PR #1209, opened 2026-05-20
Mail: SearchPane: Don't listen to changes from $search because it causes an infinitive loop - #1203

### LINKED ISSUE #1203: Mail: Search pane flashing
### Reproduction

1. Go to Mail
2. Go to the Search Tab
3. Don't input anything in the search field

### Actual Result

- Switches between 0 results and some results
- Flashes

### Expected Result

- No flashing

### Possible Cause

**Theory 1**

> Consequently, there's no such thing as a "before update"/"after update" hook.

https://svelte.dev/docs/svelte/lifecycle-hooks

- In Svelte 4, before the component is mounted the function runs the first time and then the subsequent run within the given period is skipped
- In Svelte 5, the function only runs after the function is mounted, and since the there's an update it will cause it to run again

**Theory 2**

> Everything in-between — when certain state is updated — is not related to the component as a whole; only the parts that need to react to the state change are notified. This is because under the hood the smallest unit of change is actually not a component, it's the (render) effects that the component sets up upon component initialization.

https://svelte.dev/docs/svelte/lifecycle-hooks

- In Svelte 4 all reactive changes are based on the component
- In Svelte 5 all reactive changes are based signals which are independent which might be why the debounce doesn't when to skip a call

### Problem Code
https://github.com/mustang-im/mustang/blob/dfcebea9223191308f34085f23d220b2e766ec30/app/frontend/Mail/Search/SearchPane.svelte#L77-L78

jermy-c:
- SearchPane: Don't listen to changes from $search because it causes an infinitive loop

When `startSearch()` it sets the `bodyText` property which causes an update and triggers another update in the UI

https://github.com/mustang-im/mustang/blob/544eca4e8fef48c962fd2e463c6cf586053bbe8c/app/frontend/Mail/Search/SearchPane.svelte#L89

### DIFF
--- a/app/frontend/Mail/Search/SearchPane.svelte
+++ b/app/frontend/Mail/Search/SearchPane.svelte
@@ -74,7 +74,7 @@
   let tags = search.tags;
   let attachmentTypes = search.hasAttachmentMIMETypes;
 
-  $: isOpen && $globalSearchTerm, $search, $tags, $attachmentTypes, startSearchDebounced();
+  $: isOpen && $globalSearchTerm, $tags, $attachmentTypes, startSearchDebounced();
   const startSearchDebounced = debounce(() => startSearch(), 300);
   async function startSearch() {
     try {


benbucksch:
Yes, but this will break the search, because we won't notice when the user changes the search fields (anything other than the text).

jermy-c:
> Yes, but this will break the search, because we won't notice when the user changes the search fields (anything other than the text).

You're right, I'll see if there's another way.

PR #1210, opened 2026-05-20
Svelte 5: Don't subscribe to objects that are re-assigned which also use .filterObservable()

jermy-c:
- Svelte 5: Don't subscribe to objects that are re-assigned which also use .filterObservable()
- MailChat was the only one that froze silently but the other's didn't I did notice some lag though. But I'm not sure if there's some other bug causing it.

### DIFF
--- a/app/frontend/Mail/MailChat/MailChat.svelte
+++ b/app/frontend/Mail/MailChat/MailChat.svelte
@@ -13,7 +13,7 @@
     <ViewSwitcher />
   </vbox>
   <vbox class="right-pane" slot="right">
-    {#if $filteredMessages.hasItems && selectedPerson }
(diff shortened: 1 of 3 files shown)


benbucksch (approved):
Did you test whether the observers break (miss changes)?

benbucksch:
"Don't to"? (in description here)

jermy-c:
> Did you test whether the observers break (miss changes)?

I tested MailChat and InMeeting and checked the child components if they had `$` but it's just the WebAppShopButton I couldn't test.

benbucksch:
> Just the WebAppShopButton I couldn't test.

Go to [Apps] app, click [+] at the bottom, select an app, and click (+) there.

PR #2447, opened 2024-02-29
fix: Remove useless Params

joshlarson:
Per some [feedback](https://github.com/mbta/skate/pull/2438#discussion_r1507643206) in the PR where this was introduced, I removed the usage of this Params struct, but I forgot to remove the struct itself.


lemald (approved):
Heh, I should have noticed this before approving. 🤦‍♂️

PR #2451, opened 2024-03-01
feat: Read route segment info in api.ts

joshlarson:


assets/src/models/finishedDetour.ts
```diff
@@ -1,9 +1,29 @@
...
 import { StopData, stopsFromData } from "./stopData"
 
 export const FinishedDetourData = type({
   missed_stops: array(StopData),
+  route_segments: type({
+    before_detour: array(
+      type({
+        lat: number(),
+        lon: number(),
+      })
```
lemald, line 12: **suggestion (non-blocking):** since this is repeated a few times you could pull it out into its own non-`export`ed value.

PR #2454, opened 2024-03-01
chore: Upgrade various workflow actions to get rid of Node 16 deprecation warnings

joshlarson:
No ticket.

There's still one deprecation warning in the `mbta/actions/dialyzer` action, but that will involve (I think) upgrading [this](https://github.com/mbta/actions/blob/119bf30dc6bdb9f7fc7264e3814462f397147689/dialyzer/action.yml#L17), which will take a bit more effort, just to make sure we do it right.

[Example of some of the warnings](https://github.com/mbta/skate/actions/runs/8113620719?pr=2451)

Screenshot 2024-03-01 at 11 29 31 AM

### DIFF
--- a/.github/workflows/chromatic.yml
+++ b/.github/workflows/chromatic.yml
@@ -22,7 +22,7 @@ jobs:
         with:
           fetch-depth: 0 # 👈 Required to retrieve git history
       - name: ASDF cache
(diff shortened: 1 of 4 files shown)


lemald (approved):
Thank you!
════════════════════
## THE PROBLEM
Show each line of the listing that holds the string "opened".

## SOLUTION TO THIS TASK
PR #1209, opened 2026-05-20
PR #1210, opened 2026-05-20
PR #2447, opened 2024-02-29
PR #2451, opened 2024-03-01
PR #2454, opened 2024-03-01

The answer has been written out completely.